**Dataset entries**
++++

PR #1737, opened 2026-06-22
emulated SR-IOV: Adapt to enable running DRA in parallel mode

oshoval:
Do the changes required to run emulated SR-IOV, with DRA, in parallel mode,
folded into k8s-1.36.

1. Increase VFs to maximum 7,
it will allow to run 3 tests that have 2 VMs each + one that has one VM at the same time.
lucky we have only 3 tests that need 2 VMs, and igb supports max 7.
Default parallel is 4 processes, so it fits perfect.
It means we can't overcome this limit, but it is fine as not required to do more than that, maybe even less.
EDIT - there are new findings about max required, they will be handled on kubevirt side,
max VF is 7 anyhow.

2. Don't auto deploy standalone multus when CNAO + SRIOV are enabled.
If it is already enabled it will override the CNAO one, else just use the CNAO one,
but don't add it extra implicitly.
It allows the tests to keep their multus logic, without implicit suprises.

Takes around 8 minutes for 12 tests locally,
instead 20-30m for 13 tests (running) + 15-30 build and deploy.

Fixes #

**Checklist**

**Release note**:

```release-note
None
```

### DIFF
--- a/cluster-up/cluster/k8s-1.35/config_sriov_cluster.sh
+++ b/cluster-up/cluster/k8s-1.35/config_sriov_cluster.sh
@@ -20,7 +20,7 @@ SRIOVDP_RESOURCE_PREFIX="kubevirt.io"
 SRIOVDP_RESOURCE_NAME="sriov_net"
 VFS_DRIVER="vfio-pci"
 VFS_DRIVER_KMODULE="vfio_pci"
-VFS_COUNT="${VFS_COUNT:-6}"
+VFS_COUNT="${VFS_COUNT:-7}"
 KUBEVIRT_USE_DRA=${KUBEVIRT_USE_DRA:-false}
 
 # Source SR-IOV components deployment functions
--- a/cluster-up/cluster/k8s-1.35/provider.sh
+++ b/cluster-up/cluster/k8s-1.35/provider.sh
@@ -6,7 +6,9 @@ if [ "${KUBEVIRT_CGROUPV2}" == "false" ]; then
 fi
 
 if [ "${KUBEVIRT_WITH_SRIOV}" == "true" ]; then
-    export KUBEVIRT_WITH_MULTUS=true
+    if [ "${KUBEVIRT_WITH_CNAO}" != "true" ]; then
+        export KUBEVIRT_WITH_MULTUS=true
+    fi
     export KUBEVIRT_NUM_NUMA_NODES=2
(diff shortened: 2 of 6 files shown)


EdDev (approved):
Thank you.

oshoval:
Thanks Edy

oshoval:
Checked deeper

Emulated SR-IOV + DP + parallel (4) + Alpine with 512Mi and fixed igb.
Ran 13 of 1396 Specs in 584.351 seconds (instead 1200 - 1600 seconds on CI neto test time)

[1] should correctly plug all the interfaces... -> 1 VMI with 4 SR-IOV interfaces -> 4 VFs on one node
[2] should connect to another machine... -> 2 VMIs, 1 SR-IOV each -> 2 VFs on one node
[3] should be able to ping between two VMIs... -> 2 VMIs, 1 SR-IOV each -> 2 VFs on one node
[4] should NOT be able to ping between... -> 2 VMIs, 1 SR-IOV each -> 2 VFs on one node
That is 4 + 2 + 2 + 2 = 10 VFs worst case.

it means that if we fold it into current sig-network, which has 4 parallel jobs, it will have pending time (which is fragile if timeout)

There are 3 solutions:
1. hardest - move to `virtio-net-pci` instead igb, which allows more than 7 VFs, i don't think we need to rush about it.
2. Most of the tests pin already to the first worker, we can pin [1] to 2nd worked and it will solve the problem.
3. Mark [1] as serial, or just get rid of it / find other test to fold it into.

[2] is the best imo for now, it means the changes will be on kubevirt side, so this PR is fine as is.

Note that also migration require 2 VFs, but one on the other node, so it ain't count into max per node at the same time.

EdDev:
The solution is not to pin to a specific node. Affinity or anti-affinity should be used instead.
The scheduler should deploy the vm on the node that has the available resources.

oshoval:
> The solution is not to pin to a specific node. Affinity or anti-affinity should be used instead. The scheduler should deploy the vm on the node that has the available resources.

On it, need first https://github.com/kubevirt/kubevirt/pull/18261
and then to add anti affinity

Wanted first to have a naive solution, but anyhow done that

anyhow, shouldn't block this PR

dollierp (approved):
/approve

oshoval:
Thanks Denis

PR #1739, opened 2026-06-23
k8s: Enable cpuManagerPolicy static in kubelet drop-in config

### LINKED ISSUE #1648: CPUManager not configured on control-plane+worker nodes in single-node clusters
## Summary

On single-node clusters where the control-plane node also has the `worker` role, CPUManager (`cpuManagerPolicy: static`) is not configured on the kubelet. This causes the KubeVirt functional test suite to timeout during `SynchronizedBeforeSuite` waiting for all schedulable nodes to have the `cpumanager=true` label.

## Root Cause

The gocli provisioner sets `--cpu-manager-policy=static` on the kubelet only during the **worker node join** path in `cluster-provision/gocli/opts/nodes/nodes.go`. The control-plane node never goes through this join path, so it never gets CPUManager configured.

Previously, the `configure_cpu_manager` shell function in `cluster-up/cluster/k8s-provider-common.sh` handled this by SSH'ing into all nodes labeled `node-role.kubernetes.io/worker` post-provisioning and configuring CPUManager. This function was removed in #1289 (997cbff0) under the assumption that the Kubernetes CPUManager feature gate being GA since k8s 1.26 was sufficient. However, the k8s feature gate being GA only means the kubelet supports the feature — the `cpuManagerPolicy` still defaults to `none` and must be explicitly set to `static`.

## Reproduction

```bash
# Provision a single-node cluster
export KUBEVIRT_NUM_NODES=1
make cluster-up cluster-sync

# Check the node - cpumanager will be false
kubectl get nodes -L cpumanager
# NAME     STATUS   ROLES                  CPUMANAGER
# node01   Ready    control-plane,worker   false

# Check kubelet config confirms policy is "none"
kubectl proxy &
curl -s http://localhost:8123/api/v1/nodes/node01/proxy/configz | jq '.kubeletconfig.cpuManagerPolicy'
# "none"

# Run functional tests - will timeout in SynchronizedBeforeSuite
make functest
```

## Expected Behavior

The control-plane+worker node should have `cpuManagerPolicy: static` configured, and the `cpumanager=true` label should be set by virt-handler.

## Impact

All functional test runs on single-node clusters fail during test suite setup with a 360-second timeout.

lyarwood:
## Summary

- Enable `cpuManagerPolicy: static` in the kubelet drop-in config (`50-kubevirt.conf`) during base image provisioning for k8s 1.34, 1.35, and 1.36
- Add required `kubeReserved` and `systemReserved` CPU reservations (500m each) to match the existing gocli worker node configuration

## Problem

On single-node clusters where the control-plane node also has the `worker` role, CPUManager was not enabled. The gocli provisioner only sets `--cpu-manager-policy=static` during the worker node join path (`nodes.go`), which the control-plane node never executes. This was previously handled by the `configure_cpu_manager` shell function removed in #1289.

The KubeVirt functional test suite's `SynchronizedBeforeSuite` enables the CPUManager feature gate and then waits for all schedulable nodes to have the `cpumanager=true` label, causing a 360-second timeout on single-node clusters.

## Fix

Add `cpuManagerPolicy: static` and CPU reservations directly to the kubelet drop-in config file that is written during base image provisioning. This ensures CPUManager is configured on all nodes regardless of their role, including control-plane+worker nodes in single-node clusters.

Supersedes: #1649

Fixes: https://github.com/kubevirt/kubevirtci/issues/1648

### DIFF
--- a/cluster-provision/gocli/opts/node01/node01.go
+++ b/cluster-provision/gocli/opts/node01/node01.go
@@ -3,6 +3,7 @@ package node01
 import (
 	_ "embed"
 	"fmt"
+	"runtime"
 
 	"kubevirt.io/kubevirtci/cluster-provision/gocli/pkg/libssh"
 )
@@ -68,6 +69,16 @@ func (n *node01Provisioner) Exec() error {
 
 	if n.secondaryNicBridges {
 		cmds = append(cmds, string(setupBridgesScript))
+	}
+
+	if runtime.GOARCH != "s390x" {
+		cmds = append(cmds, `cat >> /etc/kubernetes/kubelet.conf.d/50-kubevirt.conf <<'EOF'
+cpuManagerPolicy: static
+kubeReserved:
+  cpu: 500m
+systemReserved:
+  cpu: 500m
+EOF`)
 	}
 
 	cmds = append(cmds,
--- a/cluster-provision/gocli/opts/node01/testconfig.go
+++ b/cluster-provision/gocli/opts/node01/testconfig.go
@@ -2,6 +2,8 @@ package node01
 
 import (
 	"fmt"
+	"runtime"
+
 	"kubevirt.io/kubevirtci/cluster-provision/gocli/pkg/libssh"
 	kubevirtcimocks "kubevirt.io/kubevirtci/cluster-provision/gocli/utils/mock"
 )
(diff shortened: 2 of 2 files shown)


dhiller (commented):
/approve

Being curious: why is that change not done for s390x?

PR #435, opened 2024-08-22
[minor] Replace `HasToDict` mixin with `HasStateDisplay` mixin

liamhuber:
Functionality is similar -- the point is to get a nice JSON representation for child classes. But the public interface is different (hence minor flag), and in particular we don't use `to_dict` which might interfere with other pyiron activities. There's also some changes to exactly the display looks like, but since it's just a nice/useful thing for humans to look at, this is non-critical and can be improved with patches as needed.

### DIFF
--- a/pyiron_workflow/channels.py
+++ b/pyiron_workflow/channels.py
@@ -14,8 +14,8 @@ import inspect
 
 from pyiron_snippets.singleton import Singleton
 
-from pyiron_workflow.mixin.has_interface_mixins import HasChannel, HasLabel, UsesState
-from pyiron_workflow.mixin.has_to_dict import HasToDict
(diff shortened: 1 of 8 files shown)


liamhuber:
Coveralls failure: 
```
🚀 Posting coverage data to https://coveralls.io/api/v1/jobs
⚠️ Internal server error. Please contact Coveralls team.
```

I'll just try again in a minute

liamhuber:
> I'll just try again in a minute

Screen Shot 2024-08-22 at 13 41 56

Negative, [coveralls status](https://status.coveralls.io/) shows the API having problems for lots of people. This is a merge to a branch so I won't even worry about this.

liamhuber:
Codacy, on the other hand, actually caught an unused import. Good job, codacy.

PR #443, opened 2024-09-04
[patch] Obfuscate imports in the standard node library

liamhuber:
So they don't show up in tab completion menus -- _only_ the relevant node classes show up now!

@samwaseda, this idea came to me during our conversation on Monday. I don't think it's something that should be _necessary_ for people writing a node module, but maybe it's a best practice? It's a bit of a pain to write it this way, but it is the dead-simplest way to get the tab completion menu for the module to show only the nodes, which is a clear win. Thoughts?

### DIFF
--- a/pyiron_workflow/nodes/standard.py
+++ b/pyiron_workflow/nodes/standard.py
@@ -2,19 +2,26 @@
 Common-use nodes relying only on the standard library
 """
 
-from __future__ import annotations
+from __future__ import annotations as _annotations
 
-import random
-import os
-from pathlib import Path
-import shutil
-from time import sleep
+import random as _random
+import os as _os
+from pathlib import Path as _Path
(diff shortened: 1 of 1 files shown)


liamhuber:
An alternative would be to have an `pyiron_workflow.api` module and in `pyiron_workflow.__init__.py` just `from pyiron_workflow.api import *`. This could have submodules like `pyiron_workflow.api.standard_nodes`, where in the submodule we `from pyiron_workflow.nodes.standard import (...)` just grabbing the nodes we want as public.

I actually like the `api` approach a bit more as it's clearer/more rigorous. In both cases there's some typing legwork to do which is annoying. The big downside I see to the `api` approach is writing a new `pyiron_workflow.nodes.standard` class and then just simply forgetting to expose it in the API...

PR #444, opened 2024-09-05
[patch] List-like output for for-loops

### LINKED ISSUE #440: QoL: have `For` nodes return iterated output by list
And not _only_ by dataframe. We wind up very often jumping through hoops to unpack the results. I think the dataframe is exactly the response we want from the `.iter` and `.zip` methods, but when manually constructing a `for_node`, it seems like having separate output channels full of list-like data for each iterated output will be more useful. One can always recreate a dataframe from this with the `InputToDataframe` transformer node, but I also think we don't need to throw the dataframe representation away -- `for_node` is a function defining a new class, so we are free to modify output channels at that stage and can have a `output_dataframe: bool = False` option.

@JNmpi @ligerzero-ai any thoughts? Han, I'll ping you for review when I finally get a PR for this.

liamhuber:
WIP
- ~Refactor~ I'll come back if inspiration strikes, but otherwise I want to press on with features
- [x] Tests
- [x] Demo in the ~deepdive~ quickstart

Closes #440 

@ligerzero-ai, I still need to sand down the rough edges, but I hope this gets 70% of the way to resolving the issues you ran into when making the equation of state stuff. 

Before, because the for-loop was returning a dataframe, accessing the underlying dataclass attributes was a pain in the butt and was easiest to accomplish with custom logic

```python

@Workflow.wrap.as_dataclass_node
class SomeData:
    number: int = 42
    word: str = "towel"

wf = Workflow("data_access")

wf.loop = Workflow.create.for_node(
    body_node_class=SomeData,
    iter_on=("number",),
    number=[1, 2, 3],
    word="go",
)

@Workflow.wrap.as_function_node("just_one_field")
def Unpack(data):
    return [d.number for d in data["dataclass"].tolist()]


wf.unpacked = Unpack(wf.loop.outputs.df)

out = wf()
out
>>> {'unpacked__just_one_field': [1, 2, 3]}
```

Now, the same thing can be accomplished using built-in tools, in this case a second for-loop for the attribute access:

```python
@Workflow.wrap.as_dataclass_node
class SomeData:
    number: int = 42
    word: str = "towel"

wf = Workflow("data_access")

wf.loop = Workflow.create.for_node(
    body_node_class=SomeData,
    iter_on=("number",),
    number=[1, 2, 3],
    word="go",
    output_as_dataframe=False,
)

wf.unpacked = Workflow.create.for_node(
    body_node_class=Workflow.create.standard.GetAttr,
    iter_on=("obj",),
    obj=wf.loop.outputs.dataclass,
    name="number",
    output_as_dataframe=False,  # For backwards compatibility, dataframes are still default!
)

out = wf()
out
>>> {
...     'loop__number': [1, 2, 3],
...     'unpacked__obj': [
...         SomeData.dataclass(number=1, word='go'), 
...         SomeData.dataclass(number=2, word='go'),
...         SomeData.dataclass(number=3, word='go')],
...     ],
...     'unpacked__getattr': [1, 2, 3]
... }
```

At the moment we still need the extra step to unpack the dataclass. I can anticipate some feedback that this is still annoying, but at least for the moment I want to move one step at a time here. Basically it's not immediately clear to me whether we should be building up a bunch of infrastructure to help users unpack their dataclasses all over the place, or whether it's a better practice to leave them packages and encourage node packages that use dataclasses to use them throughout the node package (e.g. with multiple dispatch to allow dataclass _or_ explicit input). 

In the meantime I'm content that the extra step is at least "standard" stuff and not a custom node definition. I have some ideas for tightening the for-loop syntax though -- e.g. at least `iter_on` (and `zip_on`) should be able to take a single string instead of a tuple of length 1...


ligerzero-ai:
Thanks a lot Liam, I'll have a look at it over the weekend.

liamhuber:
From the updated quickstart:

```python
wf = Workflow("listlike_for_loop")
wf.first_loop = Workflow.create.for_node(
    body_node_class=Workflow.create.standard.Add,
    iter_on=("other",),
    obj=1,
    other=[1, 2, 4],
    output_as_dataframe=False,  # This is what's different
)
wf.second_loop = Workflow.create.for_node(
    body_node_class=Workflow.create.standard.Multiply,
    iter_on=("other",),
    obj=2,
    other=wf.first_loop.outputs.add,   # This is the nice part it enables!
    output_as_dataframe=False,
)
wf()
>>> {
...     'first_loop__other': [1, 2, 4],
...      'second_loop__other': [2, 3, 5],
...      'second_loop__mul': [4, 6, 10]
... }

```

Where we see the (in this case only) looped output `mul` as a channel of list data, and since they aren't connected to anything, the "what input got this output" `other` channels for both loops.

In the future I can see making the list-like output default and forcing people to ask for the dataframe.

++++

The answer must be every line of the records that contains the word "what".

    output_as_dataframe=False,  # This is what's different
Where we see the (in this case only) looped output `mul` as a channel of list data, and since they aren't connected to anything, the "what input got this output" `other` channels for both loops.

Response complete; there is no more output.